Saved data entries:
○ ○ ○ ○ ○ ○ ○

PR #566, opened 2024-12-03
feat: add `Product` and `ProductBy` functions

JohnDevitt:
Currently playing around with Go on Advent of Code and found that a Product or ProductBy function would be useful, and fit in well with the preexisting Sum and SumBy functions

Used as such:

```
list := []int{1, 2, 3, 4, 5}
product := lo.Product(list)
// 120
```

```
strings := []string{"foo", "bar"}
product := lo.ProductBy(strings, func(item string) int {
    return len(item)
})
// 9
```

Hope its useful!

### DIFF
--- a/README.md
+++ b/README.md
@@ -151,6 +151,8 @@ Supported math helpers:
 - [Clamp](#clamp)
 - [Sum](#sum)
 - [SumBy](#sumby)
+- [Product](#product)
+- [ProductBy](#productby)
 - [Mean](#mean)
 - [MeanBy](#meanby)
 
@@ -787,7 +789,6 @@ l := lo.DropByIndex([]int{0, 1, 2, 3, 4, 5}, 2, 4, -1)
 
 [[play](https://go.dev/play/p/JswS7vXRJP2)]
 
-
 ### Reject
 
 The opposite of Filter, this method returns the elements of collection that predicate does not return truthy for.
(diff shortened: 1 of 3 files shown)


artemnesterenko:
I think "Multiply" could be a better name, because "Product" can be related to Cartesian Product which is also a nice-to-have function

JohnDevitt:
> I think "Multiply" could be a better name, because "Product" can be related to Cartesian Product which is also a nice-to-have function

I'd argue `Product` is the proper name for the actual functionality here. Multiply in mind in the product of 2 numbers, rather than `n` numbers. Even in the lodash documentation their [multiply function](https://lodash.com/docs/4.17.15#multiply) says it "Returns the product" (Possibly a bad naming choice they don't want to introduce a breaking change for)

How would you feel about `Product` for these functions and a follow-up PR with a `CartesianProduct` or `CrossJoin` (I believe this is used in other libraries) function? Both seem a bit clearer to me and better describe their respective operation

JohnDevitt:
> I think "Multiply" could be a better name, because "Product" can be related to Cartesian Product which is also a nice-to-have function

> How would you feel about `Product` for these functions and a follow-up PR with a `CartesianProduct` or `CrossJoin` (I believe this is used in other libraries) function?

https://github.com/samber/lo/pull/567

samber:
I vote for `product` 😇

samber (approved):

samber:
`itertools` libs in python and rust use `product`

PR #572, opened 2025-01-07
fix: order of GroupBy and PartitionBy

### LINKED ISSUE #510: lop.PartitionBy does not guarantee the same order
I have tested the example of[ lop.PartitionBy on README.md](https://github.com/samber/lo?tab=readme-ov-file#partitionby)
It keep changed the order

liyishuai:
Fix #510


samber (approved):

samber:
Thanks for the PR !

I think we need to improve this sub-package !

PR #475, opened 2024-06-27
feat: speed up loops by reducing allocations

samber:

PR #587, opened 2025-02-05
Perf(slice): Optimize iteration function parameters and add test cases

shuqingzai:
- Modify the iteration function parameters in the `UniqueBy`, `GroupByMap`, and `Keyify` functions to use index access for collection elements. See: #428 #475 
- Optimize parameter naming in the `GroupByMap` function to improve code readability. See: #443 
- Add test cases for the `GroupByMap` function to cover different types of inputs. See: #443


samber:
Thanks!

PR #588, opened 2025-02-06
Add push, pop, shift, & unshift functions.

FGasper:
This allows code like the following:
```
foo := []int{1, 2, 3}
lo.Push(&foo, 4)
```
… which is a bit more concise than Go’s familiar `foo = append(foo, 4)` idiom.

If the maintainers agree that these are good additions, I’ll add tests before merging.

Thanks!

### DIFF
--- a/slice.go
+++ b/slice.go
@@ -742,3 +742,62 @@ func Splice[T any, Slice ~[]T](collection Slice, i int, elements ...T) Slice {
 
 	return append(append(append(output, collection[:i]...), elements...), collection[i:]...)
 }
+
+func verifyNonEmpty[T any](slice []T) {
+	if len(slice) == 0 {
+		panic("Cannot remove element from empty slice!")
+	}
+}
+
+// Push adds the given elements to the end of the slice
+// and returns the slice's new length.
+//
+// Equivalent to, but more concise, than:
+//
+//	collection = append(collection, elements...)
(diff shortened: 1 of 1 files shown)


samber:
Please move this work to mutable/ directory.

slice.go
```diff
@@ -742,3 +742,88 @@ func Splice[T any, Slice ~[]T](collection Slice, i int, elements ...T) Slice {
...
+	return el
+}
+
+// Unshift adds the given elements to the start of the slice
+// and returns the slice's new length.
+//
+// Equivalent to, but more concise than:
+//
+//	collection = append(elements, collection...)
+func Unshift[T any, Slice ~[]T](collection *Slice, elements ...T) int {
```
samber, line 822: In respect with go semantic, i would replace Push/unshift by Append/Preppend.

slice.go
```diff
@@ -742,3 +742,88 @@ func Splice[T any, Slice ~[]T](collection Slice, i int, elements ...T) Slice {
 
 	return append(append(append(output, collection[:i]...), elements...), collection[i:]...)
 }
+
+func verifyNonEmpty[T any](slice []T) {
+	if len(slice) == 0 {
+		panic("Cannot remove element from empty slice!")
```
samber, line 748: I don't really like calls to panic in such utilitary lib, any other idea?

sejin-P: I think it should return bool value which indicates whether it is valid or not.

PR #589, opened 2025-02-07
Add ElementsMatch, ElementsMatchBy

senago:


senago:
I'm actually not sure If we should count the elements. So is done in testify package: [ElementsMatch](https://pkg.go.dev/github.com/stretchr/testify/require#ElementsMatch). That's the intent - to have the same familiar semantics. Though personally I don't find this counting really helpful.

Issue #605, opened 2025-03-02
Documentation for Ternary function - could suggest you use TernaryF instead to avoid the nil-pointer trap.


peterhoward42:
The documentation for the `TernaryF()` function nicely explains how it is a good way to avoid the nil pointer error that occurs when you use the non-F variant like this `lo.Ternary(example != nil, example.attribute, "fallback")
`.

BUT the documentation for the non-F variant (which I imagine most people discover and use first) does NOT tell you that the implementation evaluates both branches regardless, and thus gives rise to the nil pointer error.

I've used it hundreds of times and never hit the problem until today. I went straight to the documentation and saw nothing to concern me, so then searched for known bugs in this issue tracker. I came across a closed ticket - which alerted me to the function variant, and solved my problem. But a small documentation change would have saved me a lot of time.

Great work by the way. Thanks for the package. I find this function and the generic `Map()` function in particular to be invaluable.

peterhoward42:
See corresponding PR
https://github.com/samber/lo/pull/606

PR #606, opened 2025-03-02
fix: Issue 605 (README for Ternary()

peterhoward42:
Tiny addition suggested to warn about unexpected nil-pointer trap.

See https://github.com/samber/lo/issues/605


peterhoward42:
Done

PR #608, opened 2025-03-06
feat: safer version sync.WaitGroup

yuweiweiouo:
# Summary

This PR introduces a safer version of Go's standard `sync.WaitGroup` with improved error handling and context support.

# Changes

- Implemented a wrapper around `sync.WaitGroup` that captures and returns errors
- Added panic recovery to prevent goroutine crashes from affecting the entire application
- Added context support with `GoWithContext` and `GoWithContextError` methods
- Ensured proper synchronization with mutex protection for error collection

# Motivation

The standard `sync.WaitGroup` requires manual management of `Add` calls, which can lead to errors if not handled properly. This implementation simplifies concurrency management by:

- Automatically managing `WaitGroup.Add`, reducing manual overhead
- Preventing panics from crashing the application
- Allowing errors to be collected and handled properly
- Supporting context cancellation for better resource management

All functionality is thoroughly tested and ready for production use.

### DIFF
--- a/README.md
+++ b/README.md
@@ -1,4 +1,3 @@
-
 # lo - Iterate over slices, maps, channels...
 
 [![tag](https://img.shields.io/github/tag/samber/lo.svg)](https://github.com/samber/lo/releases)
@@ -311,6 +310,7 @@ Concurrency helpers:
 - [Transaction](#transaction)
 - [WaitFor](#waitfor)
 - [WaitForWithContext](#waitforwithcontext)
+- [WaitGroup](#waitgroup)
 
 Error handling:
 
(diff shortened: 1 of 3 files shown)


ccoVeille:
Naive question: why this when https://pkg.go.dev/golang.org/x/sync@v0.12.0/errgroup exists ?

yuweiweiouo:
> Naive question: why this when https://pkg.go.dev/golang.org/x/sync@v0.12.0/errgroup exists ?
This isn't meant to replace errgroup, but rather just a small utility to simplify the common pattern of using sync.WaitGroup with goroutines.

With a regular WaitGroup, you always need to remember to call Add() before launching a goroutine and Done() inside it, which can be a bit repetitive. This just wraps that pattern to make it a little more ergonomic.

yuweiweiouo:
> Naive question: why this when https://pkg.go.dev/golang.org/x/sync@v0.12.0/errgroup exists ?

Oh, I didn't realize there was already a tool like this—thank you for pointing it out! errgroup actually achieves the same goal I had in mind, simplifying the common pattern of using sync.WaitGroup with goroutines.😊

PR #609, opened 2025-03-09
feat: Added time constants

liorkesten:
## PR Description

Added time constants for Day, Week, Month, and Year to ensure consistency and simplify access, avoiding inline calculations like 24 * time.Hour.

### DIFF
--- a/time.go
+++ b/time.go
@@ -2,6 +2,13 @@ package lo
 
 import "time"
 
+const (
+	Day   = 24 * time.Hour
+	Week  = 7 * Day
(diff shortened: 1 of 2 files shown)


samber:
hey @liorkesten 

There is a good reason if go does not bring those constants already.

1 day is not always 24 hours
1 month is not always 30 days
1 year is not always 365 days

The stdlib comes with `t.AddDate(...)`, but i think there are some libraries for accurate computations.

Feel free to argue until I close the PR.

PR #615, opened 2025-03-30
Add FilterKeys for map

rasha108bik:
Added FilterKeys transforms a map into a slice based on predicate returns truthy for specific elements.

### DIFF
--- a/find.go
+++ b/find.go
@@ -107,6 +107,19 @@ func FindKeyBy[K comparable, V any](object map[K]V, predicate func(key K, value 
 	return Empty[K](), false
 }
 
+// FindKeysBy returns the values of the elements predicate returns truthy for.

○ ○ ○ ○ ○ ○ ○

*Your objective*: Work out, please, how many lines above contain "list"; answer only with the number.

*Response to this task*: 2